The human comedy is played out in countless ways, and include attempts to cope with parental authority, ventures into the world on our own, dealing with innumerable tests of varied kinds leading to degrees of interdependence and independence. Along the way, we must explain things to others, and ourselves. Thus, we adopt a narrative, a story of our attempts at discovery about who we are and what kind of person we want to become, in time. Our narratives, just like in Hamlet, are skewed from reality (and, for wellness seekers, from sickening normalcy), some a lot more so than others (thus, the comedy). The comedy plot is the one most of us recognize, since it unites us in a pleasant shared reality. In the wellness model, the importance of comedy is reflected in the skill areas of humor and play. In Prochaska's stages, by contrast, not a mention is made of humor or anything remotely akin to lightness or playfulness; health educators see nothing funny about dealing with bad habits and addictions. A pity, for literature is rich with comic fodder, though often served with equal parts tragedy.
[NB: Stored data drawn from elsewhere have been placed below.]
PR #1180, opened 2017-10-06
Fix 'undefined' bug by checking location input fields

oschlueter:
This PR proposes a fix for #272 

What I changed:
* leave point param empty if location input is empty aswell
* trigger location input update when deleting "via point" (necessary because location input update was implicitly caused by a page reload due to routing along 'undefined' locations)

How I tested:
1. open localhost:8989 and click on the car button
this updates the URL but leaves the location inputs empty
2. open localhost:8989, add two via points and remove the via points 
this wouldn't work with the first change and without the second change: the URL would be updated but the UI components would remain until the next route update occurs
3. open localhost:8989, (optionally) add via points,  set a _start_ point anywhere and drag it around
this leaves all empty location inputs empty (instead of filling them with 'undefined')
4. open localhost:8989, (optionally) add via points,  set an _end_ point anywhere and drag it around
this leaves all empty location inputs empty (instead of filling them with 'undefined')


karussell:
Cool & thanks! This is a nice contribution regarding a very old issue :)

karussell:
This works good, thanks again!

Booker mentions The Snow Queen, Romeo and Juliet, and Peer Gynt as examples of his seventh and final plot genre, though everyone has his own favorites in this popular category. My favorite is not a novel but rather the American health (medical) care system. This fragmented non-system is the ultimate tragedy, for never has so much been spent for so little, from a wellness perspective. Almost none of the spending is devoted to supporting citizens to choose and sustain wellness lifestyles. That is a tragedy Shakespeare could appreciate, Hardy would applaud and Hemingway would drink to. Compounding the tragedy is the fact that this illness treatment system is no bargain or even good value. (This country spent $1.4 trillion or $5,267 for each man, woman and child on medical care in 2002. Almost half of the spending is by government, mainly for Medicare and Medicaid. However, we rank below most other Western nations that spend a lot less on sickness remedies and interventions. Canada, for example, spent $2,931 per person, France $2,736 per person. Why do we spend more? The three main reasons cited are the greater expenses of American doctors, American pharmaceuticals and American paperwork--31 cents out of every dollar.)
Those who choose wellness anyway essentially opt out of the tragic system wherein the best that can be hoped for is a state of non-sickness. The medical system can be vital if you get sick or hurt AND have insurance or otherwise can pay for expensive, highly rationed care. However, even under the best of circumstances, you are well advised to adopt and practice a strong degree of responsibility for the quality of your life by remaining highly fit and skilled in varied lifestyle disciplines (in other words, critical thinking, sound relationships, the search for added meaning, etc.) After all, advances from illness to wellness states along the illness/wellness continuum cannot be made via reliance on the US health care (sickness) system. The tragedy in this case is that so few Americans seem to understand this or live in a manner consistent with such comprehension.
Fortunately, you won't need to rely on the tragic medical system, most of the time, if you live well and have the good fortune to enjoy a bit of luck (genetics and chance).Â So, next time health educators bring up the topic of change theory, tell them about the plot lines of all good wellness lifestyles, ranging from overcoming monsters, going from rags to riches, quests, voyages and returns, rebirths, comedies and last but not least, tragedies--of missed opportunities because of public reliance on a broken health or medical system rather than personal initiatives.
Be well. Always look on the bright side of life.